Vincent van Gogh is an embodiment of the myth of the tortured artist: neurotic, emotional, troubled, and mysterious, but above an uncontested genius. In less than a decade, the painter produced a body of work that's unique in the history of art and has earned him worldwide fame - a supreme achievement for one who during his lifetime was largely ignored.
Vincent van Gogh was born in 1853 in Zundert, the son of a minister. Exactly a year before his birth, his mother had given birth to a stillborn child also named Vincent, whose grave and tombstone laid at the family home, a sight that would have been haunting for the young artist.
At the age of 16 he began working for his uncle's art dealership, but was later fired due to his poor attitude. In his adulthood he turned to a career as a preacher.
In 1878, he obtained an evangelical mission preaching to the miners of the Borinage in Belgium. However his odd behavior was off-putting for many of his peers, and in 1879 he was let go from the position. His desire to create art was born amongst misery in a coal mining region of Belgium, far from the golden wheat fields he would later frequent. Finally, in 1880, he decided to dedicate his life to his artwork. His drawings of peasants were created in the mode of social realism, depicting the labor and hardships of the people around him. The atmosphere in these works often appears black and miserable, likely reflective of the environment he was living in. The works testify to not only a concern with humanity, but an original treatment of forms and perspectives for which the artist would become known.
Van Gogh’s pictorial language was gradually developing, and with little prospects in the North, the painter settled in Paris in 1886 where he joined his brother Théo, an art dealer. In the city he was able to mingle with artists Toulouse-Lautrec, Degas, Pissarro, and Gauguin. With Théo, he collected Japanese prints and was enriched by Charles Blanc's readings about color and its placement. Faithful to his artistic pursuits, he worked tirelessly and his works were prolific. He spent hours copying famous works in the Louvre, and painted about twenty self-portraits. In total, the painter created over 200 works during his stay in Paris alone.
In February of 1888, seeking light and warmth, Van Gogh moved to Arles. His palette opened up to the light and color of the South, and his hatched drawings came alive with an unprecedented vivacity. He painted the Arles countryside as well as the nightlife of the city. It was here that he painted some his most famous works, including Fishing Boats on the Beach at Saintes-Maries, the Artist's Bedroom at Arles, and The Night Café, which illustrate this science of wild colors and deviated perspectives that are so unique to his work.
However, Van Gogh was showing increasing signs of mental illness, often suffering from fainting spells and seizures. One night, he tried to attack his visiting friend, Paul Gauguin, with a razor, and then cut off his own ear in an act of self punishment. Gauguin promptly returned to Paris and warned Théo. The artist was subsequently admitted to a hospital.
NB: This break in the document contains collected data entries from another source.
PR #3090, opened 2026-07-22
Add Wizard support for creating Compact Source Files

SougandhS:
Introduces a new "Compact" entry in the New Java wizard to create implicit class source files (JEP 463, Java 25+). The wizard generates a file with a top-level void main() method, similar to what other IDEs have.
image

Screenshot 2026-07-22 at 5 15 31 PM

Screenshot 2026-07-22 at 5 16 10 PM

## Author checklist

### DIFF
--- a/org.eclipse.jdt.ui.tests/ui/org/eclipse/jdt/ui/tests/wizardapi/NewTypeWizardTest25.java
+++ b/org.eclipse.jdt.ui.tests/ui/org/eclipse/jdt/ui/tests/wizardapi/NewTypeWizardTest25.java
@@ -1,0 +1,136 @@
+/*******************************************************************************
+ * Copyright (c) 2026 IBM Corporation and others.
+ *
+ * This program and the accompanying materials
+ * are made available under the terms of the Eclipse Public License 2.0
+ * which accompanies this distribution, and is available at
+ * https://www.eclipse.org/legal/epl-2.0/
+ *
+ * SPDX-License-Identifier: EPL-2.0
+ *
+ * Contributors:
+ *     IBM Corporation - initial API and implementation
+ *******************************************************************************/
+
+package org.eclipse.jdt.ui.tests.wizardapi;
+
+import static org.junit.Assert.assertEquals;
+import static org.junit.Assert.assertFalse;
+
+import java.util.Hashtable;
+
+import org.junit.After;
+import org.junit.Before;
+import org.junit.Rule;
+import org.junit.Test;
+
+import org.eclipse.jdt.testplugin.JavaProjectHelper;
+import org.eclipse.jdt.testplugin.StringAsserts;
+import org.eclipse.jdt.testplugin.TestOptions;
+
+import org.eclipse.jface.preference.IPreferenceStore;
+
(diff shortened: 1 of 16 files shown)


SougandhS:
Hi @jjohnstn, could you please check this PR when you get some time ?

jjohnstn (changes requested):
Some general usage issues.  First of all, the new Compact is not offered from the New menu in the Java perspective.  It is offered in the Plug-in Development perspective.  Secondly, it creates an invalid class if offered for a project with a module-info.java file that contains a named module.  In such a case, the compiler complains if you try to add it to the default package and also complains if you add it to an existing package.  It should be disabled for the cases where there is a named module in the module-info.java file and should also be disabled when New is run from a package.

SougandhS:
> Some general usage issues. First of all, the new Compact is not offered from the New menu in the Java perspective. It is offered in the Plug-in Development perspective. Secondly, it creates an invalid class if offered for a project with a module-info.java file that contains a named module. In such a case, the compiler complains if you try to add it to the default package and also complains if you add it to an existing package. It should be disabled for the cases where there is a named module in the module-info.java file and should also be disabled when New is run from a package.

Will look into this 👍

SougandhS:
>In such a case, the compiler complains if you try to add it to the default package and also complains if you add it to an existing package. It should be disabled for the cases where there is a named module in the module-info.java file 

Added warning for module projects 👍 
Screenshot 2026-07-25 at 4 22 05 PM

_________________
>disabled when New is run from a package.

For this I had excluded package input field - so even if it is created from a package it will only be created in default package..

https://github.com/user-attachments/assets/db75aa86-5f06-4929-bd5b-c07bd28e2e28

_________________
>First of all, the new Compact is not offered from the New menu in the Java perspective. It is offered in the Plug-in Development perspective.

I think there's some bug in perspective caching area, when I tried this on a new workspace it is showing everywhere. The identifier of compact wizard is already added in perspective layouts..
I noticed for one workspace it was not showing in package explorer and File->new but available in project explorer, then I tried reset perspective and it fixed.
Can u try by resetting ur current workspace's perspective or try in a new workspace ?


https://github.com/user-attachments/assets/daebacf7-ed21-4da2-95ce-d8bbf085bc83

jjohnstn:
Hi @SougandhS Resetting the perspective solved the problem for the Package Explorer.  I checked what New does for records on projects that don't support records and it is similar to your logic where the New record is still offered but shows the error when the wizard gets filled in more.

jjohnstn (changes requested):
Everything now works in the perspectives and the check for module or JVM works good, but there is a bit of a glitch when a modifier is selected.  I am seeing:

```
public ///
void main() {

}
```

Note how there is a markdown comment added between public and void.  This may result in a separate issue being opened, but you need to check.

SougandhS:
>Note how there is a markdown comment added between public and void. This may result in a separate issue being opened, but you need to check.

Fixed this now 👍

jjohnstn (approved):
Approved.

SougandhS:
Thanks @jjohnstn, will include in N&N 👍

In the hospital, he painted Self-Portrait with Bandaged Ear (1889), as well as over 150 other paintings, and hundreds of drawings. His artwork developed further, his bright golden hues becoming more subdued, favoring bluer tones. His layers of paint became thicker and his lines restless; in Starry Night the entire atmosphere seems to be swirling under distress, a work he painted at the sanitarium. In May 1889, he left Arles after having produced over 300 works of art.
Van Gogh then moved to Auvers where he stayed under the care of Dr. Paul Gachet, an amateur artist known for curing nervous diseases, and friend of Pissarro and Cézanne. From morning to night, he would walk along the countryside with pounds of painting equipment on his back.
However, the artist increasingly experienced fits of temper and often quarreled with Dr. Gachet. After a long battle with mental illness, 37-year-old van Gogh died on July 29, 1890 in his brother’s arms just a few days after shooting himself in the chest in the middle of a wheat field.
On the market, his works reach exorbitant prices. His most expensive work, the portrait of Dr. Gachet, sold for $82.5 million at Christie's in 1990. In 2015, L’Allée des Alyscamps (1888) sold for $66 million at Sotheby’s New York, more than triple its high estimate. Van Gogh’s influence will continue to not only endure, but thrive, in the art world of today. His expressive brush work, vivid colors and distorted perspective set the tone for future modern art movements.